The languid sunset, mother of roses,
Lingers, a light on the magic seas,
The wide fire flames, as a flower uncloses,
Heavy with odour, and loose to the breeze.

The red rose clouds, without law or leader,
Gather and float in the airy plain;
The nightingale sings to the dewy cedar,
The cedar scatters his scent to the main.

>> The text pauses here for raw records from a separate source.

PR #1217, opened 2015-09-15
Small fix in gl-object-get-calls.js

zhenyao:
(I think this is the last fix for this test for now!)


kenrussell:
Good catch. Looks good.

PR #1218, opened 2015-09-16
Update samplerParameter[if] part in WebGL 2 spec

legendlee1314:
Supplement the effect clarification compared to function `texParameter`.

### DIFF
--- a/specs/latest/2.0/index.html
+++ b/specs/latest/2.0/index.html
@@ -27,7 +27,7 @@
     <!--end-logo-->
 
     <h1>WebGL 2 Specification</h1>
-    <h2 class="no-toc">Editor's Draft 14 September 2015</h2>
+    <h2 class="no-toc">Editor's Draft 16 September 2015</h2>
     <dl>
         <dt>This version:
             <dd>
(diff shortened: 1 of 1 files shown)


legendlee1314:
PTAL. This clarification is referred from [GLES3.0 spec](https://www.khronos.org/registry/gles/specs/3.0/es_spec_3.0.3.pdf).

specs/latest/2.0/index.html
```diff
@@ -2123,6 +2123,9 @@ <h2 class="no-toc">Table of contents</h2>
         </table>
         <p>If <em>pname</em> is not in the table above, generates an <code>INVALID_ENUM</code> error.</p>
         <p>If <em>sampler</em> is not a valid sampler object, generates an <code>INVALID_OPERATION</code> error.</p>
+        <p>Modifying a parameter of a sampler object affects all texture units to which that sampler object is bound.
+        Calling <code>TexParameter</code> has no effect on the sampler object bound to the active texture unit.
+        It will modify the parameters of the texture object bound to that unit.</p>
```
legendlee1314: Personally, it's still a little confused from this sentence. As I see, there're two parts of parameters for a texture unit. One is sampling related like `wrap_mode` and `filter`, another is not. While a sampler is bound to a texture unit, the texture unit will ignore its settings of sampling part and use equivalent parameters of this sampler. If my understanding is correct, then it's better not to use `texParameter` after binding a sampler unless modifying the parameters except sampling parts.
So I suggest to change this sentence to `It will modify the parameters except those in the table above of the texture object bound to that unit.` What do you think about this?

zhenyao: I am not sure if this text adds value to the spec.  WebGL 2 spec is based on top of ES 3.0 spec, and this text is something fundamental about how sampler objects work, and it should be very clear in the ES 3.0 spec.  I see no reason to repeat that in the WebGL 2 spec.

kenrussell: I agree with Mo. It isn't necessary to duplicate the spec text from the ES 3.0 spec. Additionally, that proposed sentence is incorrect. TexParameter modifies the parameters of a texture object, regardless of whether a sampler is bound. If a sampler's currently bound (overriding the parameters of the texture object), the texture's parameters are modified, and the sampler is unbound, then the texture's newly modified parameters take effect.

kenrussell:
Sorry, but I don't think this change is warranted.

legendlee1314:
I understood it. :)

PR #1220, opened 2015-09-16
Test generateMipmap for 3D target with zero size texture at base level

qkmiao:


sdk/tests/conformance2/textures/misc/tex-mipmap-levels.html
```diff
@@ -139,6 +139,13 @@
   gl.texParameteri(gl.TEXTURE_2D, gl.TEXTURE_BASE_LEVEL, 2);
   gl.generateMipmap(gl.TEXTURE_2D);
   wtu.glErrorShouldBe(gl, gl.NO_ERROR, "generateMipmap should succeed");
+
+  // Test 3D texture.
+  var tex3d = gl.createTexture();
+  gl.bindTexture(gl.TEXTURE_3D, tex3d);
+  gl.texImage3D( gl.TEXTURE_3D, 0, gl.RGBA, 0, 0, 0, 0, gl.RGBA, gl.UNSIGNED_BYTE, new Uint8Array(4));
```
zhenyao: I think you mean width, height, depth to be 1, not 0?

kenrussell: Does this new test catch the off-by-one error in the earlier Chromium commit in this area?

kenrussell: I see from the comment on https://codereview.chromium.org/1343053002/ that it does. LGTM

PR #1221, opened 2015-09-17
Fix a bug in js/tests/tex-image-and-sub-image-2d-utils.js

zhenyao:
A minor fix to get integer format texture tests to work.
Otherwise these two shaders won't compile.


kenrussell:
That seems a little strange, but LGTM.

PR #1226, opened 2015-09-18
Added state query tests and bugfixes.

jasomobica:
New tests for: sampler state, texture state, integer and floating point state parameters.

Fixed querying result in occlusion query test.
Added stencil context creation parameter where tests are using stencil buffer.
Fixed Fbo render test to skip over unsupported formats instead of reporting errors.
Fixed TF test to skip unsupported cases.
Fixed framework code for getting test results in transform feedback buffers.

### DIFF
--- a/sdk/tests/deqp/functional/gles3/es3fOcclusionQueryTests.js
+++ b/sdk/tests/deqp/functional/gles3/es3fOcclusionQueryTests.js
@@ -63,6 +63,18 @@ var setParentClass = function(child, parent) {
 /** @const */ var OCCLUDER_STENCIL_CLEAR = (1 << 4);
 
 /**
+ * @enum
+ */
+es3fOcclusionQueryTests.State = {
+    DRAW: 0,
+    VERIFY: 1,
+    FINISH: 2
+};
+
+/* Maximum time to wait for query result (in seconds) */
+/** @const */ var MAX_VERIFY_WAIT = 5;
+
+/**
  * @constructor
  * @extends {tcuTestCase.DeqpTest}
  */
@@ -79,6 +91,8 @@ es3fOcclusionQueryTests.OcclusionQueryCase = function(name, description, numOccl
     this.m_program = null;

The strange flowers' perfume turns to singing,
Heard afar over moonlit seas:
The Siren's song, grown faint in winging,
Falls in scent on the cedar trees.

As waifs blown out of the sunset, flying,
Purple, and rosy, and grey, the birds
Brighten the air with their wings; their crying
Wakens a moment the weary herds.

Butterflies flit from the fairy garden,
Living blossoms of flying flowers;
Never the nights with winter harden,
Nor moons wax keen in this land of ours.

Great fruits, fragrant, green and golden,
Gleam in the green, and droop and fall;
Blossom, and bud, and flower unfolden,
Swing, and cling to the garden wall.

Deep in the woods as twilight darkens,
Glades are red with the scented fire;
Far in the dells the white maid hearkens,
Song and sigh of the heart's desire.

Ah, and as moonlight fades in morning,
Maiden's song in the matin grey,
Faints as the first bird's note, a warning,
Wakes and wails to the new-born day.

The waking song and the dying measure
Meet, and the waxing and waning light
Meet, and faint with the hours of pleasure,
The rose of the sea and the sky is white.